My height, weight, sun, moon and stars and their respective houses?
My expectations of matrimony?

There is a very winning humour here: 'she needs good girls in her family'. But more than that, the recurring lines about adding water to fire up the sauna deftly reveal an underlying theme:
'Closest she gets to tropical heat ...
Ooo baba, the heat is now roasting.
It must be like this all the time, no, over there?'
I found this quite haunting - a Leicester woman who apparently longs to connect to that lost 'homeland' by re-creating its tropical heat in an English sauna. It's a typical throwaway comment from a second or third-generation child of immigrants whose identity is still referenced by a faraway, never-visited place. Instead, place names and foodstuffs locate her cultural belonging: 'Eat ghar ka khana ... good for baby'.

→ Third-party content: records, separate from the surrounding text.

PR #1971, opened 2022-11-02
Allow to set docker default address pool

claudio-vellage:
Currently it's not easily possible to change the docker network CIDR range. This can lead to issues if there are networks with overlapping CIDR ranges in the same network, i.e. reachable by the same network interface. To avoid connectivity issues, it's possible to change the default CIDR range as follows:

```
{
  "default-address-pools": [{"base":"172.17.0.0/16","size":24}]
}
```

I've parametrized it and added it to the startup scripts, similar to how it's possible to set the MTU and registry mirrors. I would highly appreciate a quick review, let me know if I can assist in any way. This will allow for a much simpler runner setup.

Also check: https://github.com/actions-runner-controller/actions-runner-controller/pull/1910 for more discussion.

### DIFF
--- a/runner/entrypoint-dind-rootless.sh
+++ b/runner/entrypoint-dind-rootless.sh
@@ -18,7 +18,7 @@ echo "DOCKERD_ROOTLESS_ROOTLESSKIT_MTU=${MTU}" | sudo tee -a /etc/environment
 fi
 
 if [ -n "${DOCKER_DEFAULT_ADDRESS_POOL_BASE}" ] && [ -n "${DOCKER_DEFAULT_ADDRESS_POOL_SIZE}" ]; then
-  jq ".\"default-address-pools\" = [{\"base\": \"${DOCKER_DEFAULT_ADDRESS_POOL_BASE}\", \"size\": ${DOCKER_DEFAULT_ADDRESS_POOL_SIZE}}]" /etc/docker/daemon.json > /tmp/.daemon.json && /tmp/.daemon.json /etc/docker/daemon.json
+  jq ".\"default-address-pools\" = [{\"base\": \"${DOCKER_DEFAULT_ADDRESS_POOL_BASE}\", \"size\": ${DOCKER_DEFAULT_ADDRESS_POOL_SIZE}}]" /home/runner/.config/docker/daemon.json > /tmp/.daemon.json && mv /tmp/.daemon.json /home/runner/.config/docker/daemon.json
 fi
 
 if [ -n "${DOCKER_REGISTRY_MIRROR}" ]; then
--- a/runner/entrypoint-dind-rootless.sh
+++ b/runner/entrypoint-dind-rootless.sh
@@ -17,6 +17,10 @@ jq ".\"mtu\" = ${MTU}" /home/runner/.config/docker/daemon.json > /tmp/.daemon.js
 echo "DOCKERD_ROOTLESS_ROOTLESSKIT_MTU=${MTU}" | sudo tee -a /etc/environment
 fi
 
+if [ -n "${DOCKER_DEFAULT_ADDRESS_POOL_BASE}" ] && [ -n "${DOCKER_DEFAULT_ADDRESS_POOL_SIZE}" ]; then
+  jq ".\"default-address-pools\" = [{\"base\": \"${DOCKER_DEFAULT_ADDRESS_POOL_BASE}\", \"size\": ${DOCKER_DEFAULT_ADDRESS_POOL_SIZE}}]" /etc/docker/daemon.json > /tmp/.daemon.json && /tmp/.daemon.json /etc/docker/daemon.json
+fi
+
 if [ -n "${DOCKER_REGISTRY_MIRROR}" ]; then
 jq ".\"registry-mirrors\"[0] = \"${DOCKER_REGISTRY_MIRROR}\"" /home/runner/.config/docker/daemon.json > /tmp/.daemon.json && mv /tmp/.daemon.json /home/runner/.config/docker/daemon.json
 fi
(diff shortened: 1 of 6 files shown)


claudio-vellage:
Please approve and merge this asap, I see the file structure has changed, if this is in the wrong file, it would be highly appreciated if you can just move this to the correct file, otherwise let me know where it needs to go, I really need this feature.

runner/startup.sh
```diff
@@ -32,6 +32,10 @@ if [ -z "${RUNNER_NAME}" ]; then
   exit 1
 fi
 
+if [ -n "${DOCKER_DEFAULT_ADDRESS_POOL_BASE}" ] && [ -n "${DOCKER_DEFAULT_ADDRESS_POOL_SIZE}" ]; then
+  jq ".\"default-address-pools\" = [{\"base\": \"${DOCKER_DEFAULT_ADDRESS_POOL_BASE}\", \"size\": ${DOCKER_DEFAULT_ADDRESS_POOL_SIZE}}]" /etc/docker/daemon.json > /tmp/.daemon.json && /tmp/.daemon.json /etc/docker/daemon.json
+fi
```
mumoshu, line 37: Note that this needs to be in https://github.com/actions-runner-controller/actions-runner-controller/blob/master/runner/entrypoint-dind-rootless.sh and https://github.com/actions-runner-controller/actions-runner-controller/blob/master/runner/entrypoint-dind.sh but https://github.com/actions-runner-controller/actions-runner-controller/blob/master/runner/entrypoint.sh

cc/ @toast-gear- this might answer your question in DM

toast-gear (approved):

runner/entrypoint-dind-rootless.sh
```diff
@@ -17,6 +17,10 @@ jq ".\"mtu\" = ${MTU}" /home/runner/.config/docker/daemon.json > /tmp/.daemon.js
 echo "DOCKERD_ROOTLESS_ROOTLESSKIT_MTU=${MTU}" >> /etc/environment
 fi
 
+if [ -n "${DOCKER_DEFAULT_ADDRESS_POOL_BASE}" ] && [ -n "${DOCKER_DEFAULT_ADDRESS_POOL_SIZE}" ]; then
+  jq ".\"default-address-pools\" = [{\"base\": \"${DOCKER_DEFAULT_ADDRESS_POOL_BASE}\", \"size\": ${DOCKER_DEFAULT_ADDRESS_POOL_SIZE}}]" /etc/docker/daemon.json > /tmp/.daemon.json && /tmp/.daemon.json /etc/docker/daemon.json
```
mumoshu, line 21:
```suggestion
  jq ".\"default-address-pools\" = [{\"base\": \"${DOCKER_DEFAULT_ADDRESS_POOL_BASE}\", \"size\": ${DOCKER_DEFAULT_ADDRESS_POOL_SIZE}}]" /home/runner/.config/docker/daemon.json > /tmp/.daemon.json && mv /tmp/.daemon.json /home/runner/.config/docker/daemon.json
```

Apparent we had a wrong path here and missed `mv` too. Even after those fixes, it doesn't work for rootless dind runner for a reason that I don't know of. This is the error I observed:

```
time="2022-11-04T14:37:28.331425806Z" level=info msg="loading plugin \"io.containerd.internal.v1.opt\"..." type=io.containerd.internal.v1
time="2022-11-04T14:37:28.331485812Z" level=warning msg="failed to load plugin io.containerd.internal.v1.opt" error="mkdir /opt/containerd: permission denied"
```

runner/entrypoint-dind.sh
```diff
@@ -16,6 +16,10 @@ jq ".\"mtu\" = ${MTU}" /etc/docker/daemon.json > /tmp/.daemon.json && mv /tmp/.d
 echo "environment=DOCKERD_ROOTLESS_ROOTLESSKIT_MTU=${MTU}" >> /etc/supervisor/conf.d/dockerd.conf
 fi
 
+if [ -n "${DOCKER_DEFAULT_ADDRESS_POOL_BASE}" ] && [ -n "${DOCKER_DEFAULT_ADDRESS_POOL_SIZE}" ]; then
+  jq ".\"default-address-pools\" = [{\"base\": \"${DOCKER_DEFAULT_ADDRESS_POOL_BASE}\", \"size\": ${DOCKER_DEFAULT_ADDRESS_POOL_SIZE}}]" /etc/docker/daemon.json > /tmp/.daemon.json && /tmp/.daemon.json /etc/docker/daemon.json
```
mumoshu, line 20:
```suggestion
  jq ".\"default-address-pools\" = [{\"base\": \"${DOCKER_DEFAULT_ADDRESS_POOL_BASE}\", \"size\": ${DOCKER_DEFAULT_ADDRESS_POOL_SIZE}}]" /etc/docker/daemon.json > /tmp/.daemon.json && mv /tmp/.daemon.json /etc/docker/daemon.json
```

mumoshu:
@claudio-vellage Hey! Quick question- how did you test your proposed changes in your cluster? I fixed both rootless and rootful dind entrypoints as each missed either or both the `mv` command and the correct daemon.json path. And even after those fixes, it results in my dind daemon never coming up, which makes every workflow job fail due to the missing docker access.

mumoshu (approved):
I think I managed to make it work as probably expected. The last missing piece was that I had missed the trailing "/12" in the base value.
Thanks for your contribution @claudio-vellage!

claudio-vellage:
Thanks, sorry for late reply, it’s quite busy these days, so I appreciate that you did all the heavy lifting. I noticed the file structure changed, but didn’t have time to check where the code went. I’m glad it’s still working as expected.

PR #1977, opened 2022-11-03
Fix permission issue when you use PV for rootless dind cache

mumoshu:
This fixes the said issue I have found while testing #1759.

### DIFF
--- a/runner/entrypoint-dind-rootless.sh
+++ b/runner/entrypoint-dind-rootless.sh
@@ -22,8 +22,8 @@ jq ".\"registry-mirrors\"[0] = \"${DOCKER_REGISTRY_MIRROR}\"" /home/runner/.conf
 fi
 SCRIPT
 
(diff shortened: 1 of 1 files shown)


runner/entrypoint-dind-rootless.sh
```diff
@@ -22,6 +22,17 @@ jq ".\"registry-mirrors\"[0] = \"${DOCKER_REGISTRY_MIRROR}\"" /home/runner/.conf
 fi
 SCRIPT
 
+if [ -f /home/runner/.local ]; then
+  if [ ! -f /home/runner/.local/share ]; then
```
toast-gear, line 26: shouldn't these be checks for directories? `-d`

mumoshu: Good catch! Fixed in 300adcf7ec02b345e5ee173a24fde4f846089c75

toast-gear (approved):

As the 'Auntie' bustles about, ready to return 'to some cool English weather', I was left wondering about the implied relationship of the younger woman who sits quietly, towel-wrapped, in the background of the conversation. This poet's persona is somewhat reluctant ('Before I can back out') when she's snared in the intimate space of the sauna but something passes between them that goes beyond family credentials. And now I liked that Sivakumaran has held herself back in the dialogue and left that space for the reader to sense out the subtlety of this exchange.

Equally engaging are The Butcher on Queen's Road ('A good strong cleaver like this ... chops clean'), The Neighbour reclaiming her cat ( 'a bit of a stray myself') and two others poems that feature local writers reminiscing and aspiring to be part of a 'centre of the arts for the New England'. While you're at it, take a look on the Gallery page at Sivakumaran's powerful poem Citizens which particularly resonates after recent events in India. I cannot get over the image of a man in the street cupping his penis 'as if holding a chick'.